Take the data below and repeat it exactly.

- Dataset records -

Content starts

PR #3992, opened 2025-05-22
Fix `dynamodb` tests by disabling `aws_lc` crypto

Twey:
## Motivation

Recent package upgrades led to both the `ring` and `aws_lc_rs` features being enabled for `rustls`, which therefore fails to pick a sensible default.

## Proposal

Disable the features in the AWS packages that cause `rustls/aws_lc_rs` to be enabled, so that `rustls` defaults to `ring`.

## Test Plan

CI.

## Release Plan

## Links

### DIFF
--- a/Cargo.toml
+++ b/Cargo.toml
@@ -83,8 +83,6 @@ async-graphql-derive = "=7.0.2"
 async-lock = "3.3.0"
 async-trait = "0.1.77"
 async-tungstenite = { version = "0.22", features = ["tokio-runtime"] }
-aws-config = "1.6.3"
-aws-sdk-dynamodb = "1.76.0"
 aws-smithy-types = "1.3.1"
 axum = "0.7.4"
 base64 = "0.22.0"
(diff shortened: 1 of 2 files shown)


Cargo.toml
```diff
@@ -317,6 +315,15 @@ native-fungible = { path = "./examples/native-fungible" }
...
 social = { path = "./examples/social" }
 
+[workspace.dependencies.aws-config]
+default-features = false
+version = "1.6.3"
+
+[workspace.dependencies.aws-sdk-dynamodb]
+default-features = false
+features = ["rt-tokio", "rustls"]
+version = "1.76.0"
```
deuszx, line 325: Why this way vs the usual inline?

deuszx (approved):
no blockers

MathieuDutSik (approved):

Cargo.toml
Twey: I had a lot more options here at some point and the inline was pretty unreadable.

`cargo publish` normalizes out the inlines anyway :)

Content ends

- Answer to the exercise -
PR #3992, opened 2025-05-22
Fix `dynamodb` tests by disabling `aws_lc` crypto

Twey:
## Motivation

Recent package upgrades led to both the `ring` and `aws_lc_rs` features being enabled for `rustls`, which therefore fails to pick a sensible default.

## Proposal

Disable the features in the AWS packages that cause `rustls/aws_lc_rs` to be enabled, so that `rustls` defaults to `ring`.

## Test Plan

CI.

## Release Plan

## Links

### DIFF
--- a/Cargo.toml
+++ b/Cargo.toml
@@ -83,8 +83,6 @@ async-graphql-derive = "=7.0.2"
 async-lock = "3.3.0"
 async-trait = "0.1.77"
 async-tungstenite = { version = "0.22", features = ["tokio-runtime"] }
-aws-config = "1.6.3"
-aws-sdk-dynamodb = "1.76.0"
 aws-smithy-types = "1.3.1"
 axum = "0.7.4"
 base64 = "0.22.0"
(diff shortened: 1 of 2 files shown)


Cargo.toml
```diff
@@ -317,6 +315,15 @@ native-fungible = { path = "./examples/native-fungible" }
...
 social = { path = "./examples/social" }
 
+[workspace.dependencies.aws-config]
+default-features = false
+version = "1.6.3"
+
+[workspace.dependencies.aws-sdk-dynamodb]
+default-features = false
+features = ["rt-tokio", "rustls"]
+version = "1.76.0"
```
deuszx, line 325: Why this way vs the usual inline?

deuszx (approved):
no blockers

MathieuDutSik (approved):

Cargo.toml
Twey: I had a lot more options here at some point and the inline was pretty unreadable.

`cargo publish` normalizes out the inlines anyway :)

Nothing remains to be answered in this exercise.